In the second stage, you could say that some point in your life you are on the mountaintop with Jesus, and like the disciples, at some point, you suddenly realize that you are in the presence of Christ and that God is speaking to you. I think we are all like the disciples, sound asleep, sleep-walking through life, half asleep and we don’t even know it, but at some point, there comes a moment in life, when we wake up to Reality and recognize the presence of the Christ and we see the glory of God around us. It’s not that we’re transfigured, but that we wake up to reality and witness the transfigured Christ. We recognize Christ, and the presence of saints and prophets, like Moses and Elijah, talking about “his exodus,” his going to the cross to free humanity from slavery to sin and violence and death, and like Peter and the disciples, we want to stay in that comfortable place with God and build tents on the mountaintop and remain far above the problems of the world. On the mountain, God says to us, “This is my beloved, listen to him,” and we learn to listen to Jesus, to let him be our guide, to do what he tells us, and if we listen to Jesus, we hear some simple, beautiful words: “I love you, I am with you, I want you to follow me and love one another, serve one another, forgive one another, and be at peace with one another.”

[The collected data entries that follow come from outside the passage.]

Issue #306, opened 2018-01-09
help not finding documentation for .NET Framework reference assemblies


slozier:
It appears that the documentation does not load properly (on my machine). When running the repro code, the `help` method will try to load the documentation from `C:\Program Files (x86)\Reference Assemblies\Microsoft\Framework\.NETFramework\v4.0\mscorlib.xml` however this file appears to just be a stub redirecting to `C:\Program Files (x86)\Reference Assemblies\Microsoft\Framework\.NETFramework\v4.X\mscorlib.xml`. Since the code does not follow these redirects it results in no documentation loading.

I'm not what piece of software results in the stub docu files being installed...

Repro code:
```Python
import System
help(System.DateTime.Parse)
```

PR #466, opened 2018-07-20
Attempt to follow redirects in XML doc files

slozier:
Resolves https://github.com/IronLanguages/ironpython2/issues/306

### DIFF
--- a/Src/IronPython/Runtime/Types/DocBuilder.cs
+++ b/Src/IronPython/Runtime/Types/DocBuilder.cs
@@ -599,6 +599,15 @@ namespace IronPython.Runtime.Types {
                     xpd = _CachedDoc;
                 } else {
                     xpd = new XPathDocument(xml);
+                    // attempt to redirect if required
+                    var node = xpd.CreateNavigator().SelectSingleNode("/doc/@redirect");
+                    if (node != null) {
+                        var redirect = node.Value;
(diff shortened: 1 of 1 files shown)


Src/IronPython/Runtime/Types/DocBuilder.cs
```diff
@@ -599,6 +602,17 @@ static class DocBuilder {
                     xpd = _CachedDoc;
                 } else {
                     xpd = new XPathDocument(xml);
+                    if (isRef) {
+                        // attempt to redirect if required
+                        var node = xpd.CreateNavigator().SelectSingleNode("/doc/@redirect");
+                        if (node != null) {
+                            var redirect = node.Value;
+                            redirect = redirect.Replace("%PROGRAMFILESDIR%", Environment.GetFolderPath(Environment.Is64BitProcess ? Environment.SpecialFolder.ProgramFilesX86 : Environment.SpecialFolder.ProgramFiles) + Path.DirectorySeparatorChar);
```
slide: Can you use Environment.ExpandEnvironmentVariables? https://msdn.microsoft.com/en-us/library/system.environment.expandenvironmentvariables%28v=vs.110%29.aspx?f=255&MSPPError=-2147217396

Not sure if it takes into account the 64-bit vs. 32-bit

slozier: Unfortunately not because it's not actually an environment variable...

slide:
FYI, I ran this manually on my local clone and it fixes the issue for me.

PR #474, opened 2018-07-26
Add ability to set a number of times to retry running a test

slide:


Src/IronPythonTest/Cases/CaseExecuter.cs
```diff
@@ -90,6 +90,30 @@ class CaseExecuter {
         }
 
         public int RunTest(TestInfo testcase) {
+            int retryCount = testcase.Options.RetryCount;
+            if(retryCount > 0) {
+                int res = -1;
+                for(int i = 0; i < retryCount; i++) {
+                    try {
+                        res = RunTestImpl(testcase);
```
slozier: Is the loop break on success missing? Maybe I'm just tired.

slide: Haha, nope. Good catch!

slide: I meant, yes, it is missing.

PR #477, opened 2018-07-31
Fix #381

### LINKED ISSUE #381: `pip` should work after installation without needing to run `ipy -m ensurepip`

slide:
Add a feature for pip (selected by default) which will run ensurepip after files are copied. The uninstall will also run the ensurepip._uninstall.


slozier:
I'm sure I've asked this before. Can't we pull WiX from NuGet?

slide:
We could, yes. I don't see why it would be that much better right now though.

slozier:
Would keep the size of the repo down. For example, if I download the source for this PR, it's an 5MB of (compressed) data.

slide:
It wouldn't help for cloning since even if you delete the item, its still in the history. We'd have to delete from the history as well.

slozier:
Yes it would help with cloning. When cloning you're basically downloading the full history, so we're downloading what's in there right now and then a second copy of the binaries from the updates in this PR.

Issue #476, opened 2018-07-31
IronPython DLL compilation in Linux doesn't work with modules in sub-folders


dracan:
Hi. I'm having an issue building an IronPython DLL from Python scripts in Linux when the Python script references a module in a sub-directory.

I've posted about this on Stackoverflow, so rather than me repeating it here, I'll just link to it ...
https://stackoverflow.com/questions/51612887/ironpython-dll-compilation-in-linux-doesnt-work-with-modules-in-sub-folders

slozier:
Confirming that it's a path separator issue.

dracan:
Thanks @slozier - what compilation are you referring to? IronPython itself or my building of the DLL? In my case, I'm building on Linux, but want to use it in Windows.

slozier:
I mean `clr.CompileModules`. When you run it on Linux it embeds `/` characters, but when you run on Windows it embeds `\` characters. When loading the DLL on Linux is looks for `/` characters and on Windows it looks for `\` characters. This means that if the DLL is generated on Linux it only works on Linux and if it's generated on Windows it only works on Windows. Unfortunately it's not great for portability.

We should probably normalize it to use the `/` character which is also a valid separator on Windows.

slozier:
By adding the following to `CompiledLoader.AddScriptCode` it should be able to load a DLL generated on Linux.
```C#
name = name.Replace(Path.AltDirectorySeparatorChar, '.');
```

dracan:
Wow, that sounds as fast! Thank you, I'll give it a go on Friday when I'm back in the office :-)

PR #478, opened 2018-07-31
Path fix for loading compiled modules cross-platorm

slozier:
Resolves https://github.com/IronLanguages/ironpython2/issues/476


slozier:
Heh, a different unrelated test failed each time.

PR #480, opened 2018-07-31
[WIP] Initial macOS package support

slide:
Initial support for building a package for macOS

### DIFF
--- a/Src/IronPython/Runtime/PythonContext.cs
+++ b/Src/IronPython/Runtime/PythonContext.cs
@@ -288,12 +288,23 @@ namespace IronPython.Runtime
                     }
 #else
                     if(!IronPython.Runtime.ClrModule.IsNetCoreApp && Environment.OSVersion.Platform == PlatformID.Unix) {
-                        if(Directory.Exists("/usr/lib/ironpython2.7")) {
-                            path.append("/usr/lib/ironpython2.7");
-                        }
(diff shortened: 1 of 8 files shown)


Src/IronPython/Runtime/PythonContext.cs
```diff
@@ -288,12 +288,23 @@ public PythonContext(ScriptDomainManager/*!*/ manager, IDictionary<string, objec
                     }
 #else
                     if(!IronPython.Runtime.ClrModule.IsNetCoreApp && Environment.OSVersion.Platform == PlatformID.Unix) {
-                        if(Directory.Exists("/usr/lib/ironpython2.7")) {
-                            path.append("/usr/lib/ironpython2.7");
-                        }
+                        if(IronPython.Runtime.ClrModule.IsMacOS) {
```
slozier: What about using `if (RuntimeInformation.IsOSPlatform(OSPlatform.OSX))` and `else if (RuntimeInformation.IsOSPlatform(OSPlatform.Linux)` and getting rid of `Environment.OSVersion.Platform == PlatformID.Unix`? We could probably get rid of the `IsNetCoreApp` check as well, not sure that it's all that useful.

slide: Yeah, that's a good idea. I keep forgetting about RuntimeInformation.

PR #485, opened 2018-08-03
Fix #34, fix #482

### LINKED ISSUE #34: `__eq__` of OrderedDict subclasses does not have precedence when comparing with OrderedDicts
_From @pekkaklarck on February 19, 2015 11:37_

First of all, is this the correct place to submit IronPython bugs or should I still use the tracker at http://ironpython.codeplex.com/? There aforementioned page has a note that source is here on GitHub but doesn't tell anything about issue tracker.

---

Running this code on CPython succeeds but with IronPython the second assert fails:

``` python
from collections import OrderedDict

class Example(OrderedDict):

    def __eq__(self, other):
        return True

e = Example()
o = OrderedDict(a=1)

assert e == o, 'e != o'
assert o == e, 'o != e'
```

Because `Example` is a subclass of `OrderedDict`, its `__eq__` should be used in both of the above comparisons.

Interestingly this version with `int` works correctly:

``` python
class Example(int):

    def __eq__(self, other):
        return True

e = Example()
o = 42

assert e == o, 'e != o'
assert o == e, 'o != e'
```

_Copied from original issue: IronLanguages/main#1168_

### LINKED ISSUE #482: `__eq__` of str subclasses does not have precedence when comparing with strings
The following test case fails:
```Python
class test(str):
    def __eq__(self, other):
        return True

assert "a" == test("b")
```

May be related to https://github.com/IronLanguages/ironpython2/issues/34

slide:
Modify fix from old repo that was not integrated

### DIFF
--- a/Src/IronPython/Runtime/Binding/PythonProtocol.Operations.cs
+++ b/Src/IronPython/Runtime/Binding/PythonProtocol.Operations.cs
@@ -1132,11 +1132,11 @@ namespace IronPython.Runtime.Binding {
             bool shouldWarn = false;
 
             // if the left operand is an instance of a built-in type or a new-style class, and the right operand is an instance of a proper subclass of that type or class
-            // and overrides the base’s __rop__() method, the right operand’s __rop__() method is tried before the left operand’s __op__() method.
+            // and overrides the base's __rop__() method, the right operand's __rop__() method is tried before the left operand's __op__() method.
             PythonType xPythonType = MetaPythonObject.GetPythonType(xType);
             PythonType yPythonType = MetaPythonObject.GetPythonType(yType);
             bool opReverse = false;
-            if ((xPythonType.IsSystemType || !xPythonType.IsOldClass) && (yPythonType != xPythonType) && BindingHelpers.IsSubclassOf(yType, xType) && (rop != null)) {
+            if ((rop != null) && (xPythonType.IsSystemType || !xPythonType.IsOldClass) && (yPythonType != xPythonType) && BindingHelpers.IsSubclassOf(yType, xType)) {
                 SlotOrFunction tmp = rop;
                 rop = fop;
                 fop = tmp;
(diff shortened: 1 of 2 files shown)


Src/IronPython/Runtime/Binding/PythonProtocol.Operations.cs
```diff
@@ -1130,13 +1130,24 @@ static partial class PythonProtocol {
...
 
             bool shouldWarn = false;
-            WarningInfo info = null;
+
+            // if the left operand is an instance of a built-in type or a new-style class, and the right operand is an instance of a proper subclass of that type or class
+            // and overrides the base’s __rop__() method, the right operand’s __rop__() method is tried before the left operand’s __op__() method.
+            PythonType xPythonType = MetaPythonObject.GetPythonType(xType);
+            PythonType yPythonType = MetaPythonObject.GetPythonType(yType);
+            bool opReverse = false;
+            if ((xPythonType.IsSystemType || !xPythonType.IsOldClass) && (yPythonType != xPythonType) && BindingHelpers.IsSubclassOf(yType, xType) && (rop != null)) {
```
slozier: Minor optimization: `rop != null` check first so we don't have to check everything else

Src/IronPython/Runtime/Binding/PythonProtocol.Operations.cs
```diff
@@ -1130,13 +1130,24 @@ static partial class PythonProtocol {
             SlotOrFunction.GetCombinedTargets(cmp, rcmp, out cmp, out rcmp);
 
             bool shouldWarn = false;
-            WarningInfo info = null;
+
+            // if the left operand is an instance of a built-in type or a new-style class, and the right operand is an instance of a proper subclass of that type or class
+            // and overrides the base’s __rop__() method, the right operand’s __rop__() method is tried before the left operand’s __op__() method.
```
slozier: Fix the quotes to use `'` instead?

slozier:
Any idea what the issues were with the original PR?

slide:
One of the main issues is that IsSubClassOf returns true even if the types are the same. This is why I added the check to see if the PythonTypes were not the same.

Src/IronPython/Runtime/Binding/PythonProtocol.Operations.cs
slide: Copy and paste issue from the original PR

Src/IronPython/Runtime/Binding/PythonProtocol.Operations.cs
slide: Will do

Issue #382, opened 2018-05-15
Newer versions of pip (than bundled in 2.7.8) fail because of pyparsing issue


slide:
### Prerequisites

* [x] Are you running the latest version?
* [x] Are you reporting to the correct repository?
* [x] Did you perform a cursory search?

### Description

When trying to use pip newer than the version supplied with 2.7.8, there is an issue because pyparsing is using f_back and so forth to determine function names. This is not working in IronPython.

### Steps to Reproduce

1. ipy -m ensurepip
2. ipy -m pip install pyserial

**Expected behavior:** 

Pip should function correctly

**Actual behavior:** 

Error about -1 index

### Versions

2.7.8

littleq0903:
**Workaround included**

This is happened not only in pip, also in setuptools or any libs using pyparsing.

It's due to that traceback lib in IronPython could not extract out any stack information (returned empty list instead)

Reference here, also workaround included:
https://github.com/pyparsing/pyparsing/issues/2

The problematic part is in util function which trim the arguments number to specific number, it should be fine with modifying the code directly as a workaround.

Once this got fixed, need to replace the pyparsing version under those libs as well to fix this up.

littleq0903:
Thanks for the quick fix!

PR #489, opened 2018-08-03
Add function stack to traceback

slozier:
Resolves https://github.com/IronLanguages/ironpython2/issues/382


slide:
Yes, we will be doing an RC soon and then a final release a little later.

PeterSorrell:
Thanks - I look forward to it.

PR #490, opened 2018-08-05
Allow creating enum from their names.

kayoub5:
Related to #420


kayoub5:
@slide could this make it into the `2.7.9` release?

PR #531, opened 2018-10-03
Fix #525

### LINKED ISSUE #525: IronPython.StdLib 2.7.8.1 Nuget Package not creating a content directory
### Description

Installing IronPython.StdLib 2.7.8.1 using Nuget will not pull in the Lib to the project. The Nuget package for 2.7.8.1 only creates a contentFiles directory in the package. From what i understand only .Net Core use contentFiles. For a Nuget package to support both .Net Framework and .Net Core it needs to create a contentFiles and a content directory.

### Steps to Reproduce

1. Create a new project targeting .NetFrameWork 4.6.2
2. Install the Nuget Package IronPython.StdLib 2.7.8.1
3. Compile

**Expected behavior:** 
A Lib folder should be in the project and should be included in the output when compiling the project.

**Actual behavior:**
There is no Lib folder and nothing is included when compiling the project.

### Versions
 IronPython.StdLib 2.7.8.1
 .Net Framework 4.6.2

slide:
Add content directory for projects that use packages.config

### DIFF
--- a/Package/nuget/IronPython.StdLib.nuspec
+++ b/Package/nuget/IronPython.StdLib.nuspec
@@ -22,5 +22,6 @@
   </metadata>
   <files>
     <file src="Lib\**" target="contentFiles\any\any\Lib" />
+    <file src="Lib\**" target="content\Lib" />
   </files>
 </package>


slozier:
Is there a way to test this without publishing to NuGet?

slide:
Yes, you can add a local directory to the sources list for nuget when installing a package (or via the settings in VS). Something like this:

```
nuget install IronPython.StdLib -Source "\\path\to\directory\with\nupkg;https://api.nuget.org/v3/index.json" 
```

slide:
Yeah, I've read some interesting threads about this change

PR #532, opened 2018-10-05
Allow using mmap with io.opened file

slozier:
Resolves https://github.com/IronLanguages/main/issues/1081

This is basically more duct tape on the file manager in order to get mmap to work with io.open.


slide:
Looks like the PythonType attribute isn't working correctly on the MmapUnix class in mmap.cs. If you `import mmap` and then `dir(mmap)` on Linux, it shows MmapUnix instead of mmap.

slozier:
Probably because we have multiple types with it? Maybe we can stick it on the constructor instead?

slide:
Only interfaces, classes and structs can have the PythonTypeAttribute

PR #534, opened 2018-10-08
Switch to getter for mmap module member

slide:


slide:
The wrong stuff, but it actually doesn't match CPython already, I think I can fix it to match though

PR #548, opened 2018-10-30
Use py3 compatible syntax in tests

slozier:
https://github.com/IronLanguages/ironpython3/pull/477

### DIFF
--- a/Tests/interop/net/dynamic/test_dynamic_regressions.py
+++ b/Tests/interop/net/dynamic/test_dynamic_regressions.py
@@ -2,10 +2,9 @@
 # The .NET Foundation licenses this file to you under the Apache 2.0 License.
 # See the LICENSE file in the project root for more information.
 
-
 """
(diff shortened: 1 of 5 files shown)


equiclouds:
@slide 

I installed ironpython2.7.9 on rasperberry, and code bellow:

class test:
    def extend(self, a, *b):
        return a, b
def main():
    c1 = test().extend({},{})
    for i in range(0,100):
        c2 = test().extend({},{})
        if c1!=c2:
            return i,c1,c2
main()

Randomly, after some times, the extend function b paramters will be valued with test() object...

```
root@raspberrypi:/tmp/tmp# ipy test.ipy 
(39, ({}, ({},)), ({}, <__main__.test instance at 0x000000000000006C>))
root@raspberrypi:/tmp/tmp# ipy test.ipy 
(82, ({}, ({},)), ({}, <__main__.test instance at 0x000000000000006C>))
```

slide:
@equiclouds Please don't hijack pull requests to bring up issues that don't relate at all.

PR #560, opened 2018-12-04
Fixes #541

### LINKED ISSUE #541: dictproxy should not be hashable
```Python
class C(object): pass

hash(C.__dict__)
```
should throw
> TypeError: unhashable type: 'dictproxy'

The solution is basically to set `dictproxy.__hash__` to `None`.

slide:


slozier:
I probably should have noted where I ran into this issue...

An oddity to note, with CPython:
```Python
x = type.__dict__
x.__hash__() # this works
hash(x) # this throws
```

Issue #571, opened 2019-01-02
IronPython.Compiler.Ast.PythonVariable is not public type


lafrank:
I have an application that makes extensive use of PythonAst to create auto-completion lists in code editor and I have a lot of trouble because PythonVariable type is not public.

For instance, I would like to retrieve the list of class variables from ClassDefinition.Body.Variables but this is a type of Dictionary<string, PythonVariable> where PythonVariable is inaccessible due to its protection level. There is a workaround though, using reflection and some dynamic object inspection but it is truly ugly and most probably slow. I know I could fork IronPython and make this change myself but I am not too keen creating a private IronPython version to distribute with my application.

Therefore, I would really appreciate if you could make aforementioned type public. unless there is a very good reason to keep it hidden.

Thank you.

simplicbe:
You could make a pull request to see what changes are required. Further discussions could be placed there.

slide:
This is fixed now via #573

PR #573, opened 2019-01-03
Updated _ast.BuildAst() to prevent memory loss

lafrank:
Free up unused Parser object


simplicbe:
From my point of view, this looks good. @lafrank is your code completion public?

simplicbe:
Related to #571

lafrank:
Code completion is not yet stable and concise, hence not public. Once
finished, I will consider publishing the code.

PR #574, opened 2019-01-03
 Made PythonVariable class public

lafrank:
I have an application that makes extensive use of PythonAst to create auto-completion lists. It would be very beneficial to have IronPython.Compiler.Ast.PythonVariable class as public, otherwise it is troublesome parsing AST structure.


slide:
This was already incorporated in your other PR (https://github.com/IronLanguages/ironpython2/pull/573)

PR #575, opened 2019-01-03
Remove dependency on MSBuild Community Tasks

slide:
Removes dependency on MSBuild Community Tasks with inline tasks for
FileUpdate and Zip.


Build/Tasks.Targets
```diff
@@ -0,0 +1,75 @@
+<?xml version="1.0" encoding="utf-8"?>
+<Project DefaultTargets="Build" xmlns="http://schemas.microsoft.com/developer/msbuild/2003" ToolsVersion="4.0">
+  <UsingTask TaskName="Zip" TaskFactory="CodeTaskFactory" AssemblyFile="$(MSBuildToolsPath)\Microsoft.Build.Tasks.v4.0.dll">
```
slozier: I'm guessing this will fail with the .NET Core msbuild (`dotnet build Build.proj /t:Stage`)? I wonder if we could use https://www.nuget.org/packages/Microsoft.Build.Tasks.Core instead.

slide: I ran that command and it didn't fail, though it didn't run the staging it looks like...

slide: I'm not going to support the staging and release process without mono for now, so I don't think this is an issue.

PR #580, opened 2019-01-23
Add platform checks

slozier:


Src/IronPython.Modules/nt.cs
```diff
@@ -1549,16 +1549,26 @@ public class stat_result : IList, IList<object> {
...
 
-            //If the calls to GenerateConsoleCtrlEvent didn't work, simply
-            //forcefully kill the process.
-            Process toKill = Process.GetProcessById(pid);
-            toKill.Kill();
-            return;
+                // If the calls to GenerateConsoleCtrlEvent didn't work, simply
+                // forcefully kill the process.
+                Process toKill = Process.GetProcessById(pid);
+                toKill.Kill();
```
slide: Do we need to check for null here just in case? I've seen `GetProcessById` return null before, even when the process was alive. The user may pass in an invalid pid though a well.

slozier: Do you remember on what platform it was returning `null`? I just checked the reference source for .NET Framework, .NET Core and Mono and it either throws or returns a `new Process` so it can't be `null`. Maybe you're thinking of something else?

slide: It was on .NET desktop, but it may have been several versions ago. I have checks in an app I wrote specifically for that reason.

slozier: I just checked the .NET 4.5.1 reference source and it also can't return `null`. Maybe it was an older version which we don't support anymore.

Either way, I'm fine with this throwing if it's `null`. Better than silently not doing anything.

PR #314, opened 2024-10-17
Make metrics endpoint secure using kube-rbac proxy

mshaposhnik:
Currently MPC metrics endpoint is unsecrure, which is the potential security gap.
Ths PR make metrics secured usin standard `kube-rbacproxy` sidecar approach.


hugares (approved):
/lgtm

PR #325, opened 2024-11-01
Use VNI attachment instead of network in ibmz

mshaposhnik:
To get VPN working we need VNI attachment instead of simple network
See https://issues.redhat.com/browse/KFLUXINFRA-931


hugares:
LGTM
we need to make sure this works in both type of IBM account we have, i.e. internal and external

bamachrn (approved):
LGTM

bamachrn (approved):

ifireball (approved):

PR #326, opened 2024-11-01
Set the explicit timeout for TCP address probe

mshaposhnik:
Sometimes it is visible from logs that TCP port probe we're using to check VM is responsible may take up to 2 minutes, blocking the execution thread. This PR sets explicit 5 sec timeout for TCP probe.


hugares (approved):
/lgtm

ifireball (approved):

PR #336, opened 2024-11-07
Temporary fix to norrow the scope of cached TaskRuns to prevent OOMs

mshaposhnik:
We have OOMs on prod,  with mpc container consuming over 8Gb RAM. This is supposedly due ti high number of TaskRuns on cluster (>10000, and we cache them all)
This PR limits caches TRs to just those belonging to MPC

### DIFF
--- a/pkg/controller/controller.go
+++ b/pkg/controller/controller.go
@@ -29,6 +29,7 @@ var (
 )
 
 const TaskRunLabel = "tekton.dev/taskRun"
+const TaskLabel = "tekton.dev/task"
 
 func NewManager(cfg *rest.Config, options ctrl.Options) (ctrl.Manager, error) {
 	// do not check tekton in kcp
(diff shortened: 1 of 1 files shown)


pkg/controller/controller.go
```diff
@@ -81,9 +82,17 @@ func NewManager(cfg *rest.Config, options ctrl.Options) (ctrl.Manager, error) {
 		return nil, lerr
 	}
 	podSelector = podSelector.Add(*podLabels)
+
+	taskrunSelector := labels.NewSelector()
+	trLabels, lerr := labels.NewRequirement(TaskLabel, selection.In, []string{"buildah-remote-oci-ta", "clean-shared-host", "provision-shared-host", "update-host"})
```
hugares, line 87: humm, I have a concern about this change. First, there are more task to watch than buildah-remote-oci-ta, there is the regular one and all the various flavors of buildah with larger resources.

The concern is everytime a task will be added, MPC will not react until we update this.

mshaposhnik: I agree, this proposal far from ideal. But unfortunately we have no other options to filter the TaskRun-s multiplicity, other than by labels or some common fields(like `metadata.Name` and `metadata.Namespace`).
 
As far as i was able to understood from docs, caching of objects does not affects ability of their processing by controller (and this is proofed by the fact that most konflux controlles does not use caching at all), it is just means they're always will be read directly from etcd on `Get` operations which is increases the api load and slowing down the reconcillation speed.

ifireball (commented):
I'm trying to understand what would be the downside of doing this. Worst case - if we need to reconcile a task that is not in the cache, then we end up with slower reconciliation for it?

filariow:
To further improve memory usage, we can also consider using the [TransformFunc](https://github.com/kubernetes-sigs/controller-runtime/blob/e08f24a1e29fb84e4b059dd471b1c8b4928751e7/pkg/cache/cache.go#L286) to [trim resources](https://github.com/kubernetes/client-go/blob/ec5b832e6085a572b8c325dafe9323ff18174732/tools/cache/delta_fifo.go#L150-L151). Like removing the `managedFields`, `ownerReferences`, unneeded `annotations`, etc.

The Gospel could have ended there, with the disciples on the mountain in the presence of the Transfigured Christ. In many ways, we all wish we could stay in that safe, peaceful place with Christ, but instead, he goes down the mountain, and at some point, in the third stage, we too need to leave that comfortable mountaintop experience and walk down the mountain with Jesus to face the cruel world of violence and walk the road to Jerusalem and confront systemic injustice and take up the cross and risk being arrested, jailed, and killed and follow Jesus on the path of suffering, compassionate love, giving our lives for others. We don’t want to go with Jesus to the cross, we don’t want to carry the cross, we don’t want to suffer, but that is what we are called to do, to follow Jesus down the mountain. Each one of us has to confront the horrific injustice and institutionalized violence of our nation and our world. We have to walk to our own modern-day Jerusalems, denounce our government’s warmaking, and accept the consequences of our active nonviolence.

So I invite you to see where you are in this story. Do you find these days that you are climbing the mountain of God, or are you sound asleep on the mountaintop, or are you seeing the glory of God around you or are you listening attentively to Jesus, or are you going down the mountain with Jesus to the cross, confronting our country’s horrific wars and injustice, following Jesus on the path of nonviolent, suffering love?

The good news is that as we come to the altar, like the disciples, we will wake up and realize that we are in the presence of Christ in the bread and the cup, and we will hear the voice of God tell us to listen to Jesus, so we can go forth from here, down the mountain with Jesus, as his disciples, on the way--to the cross.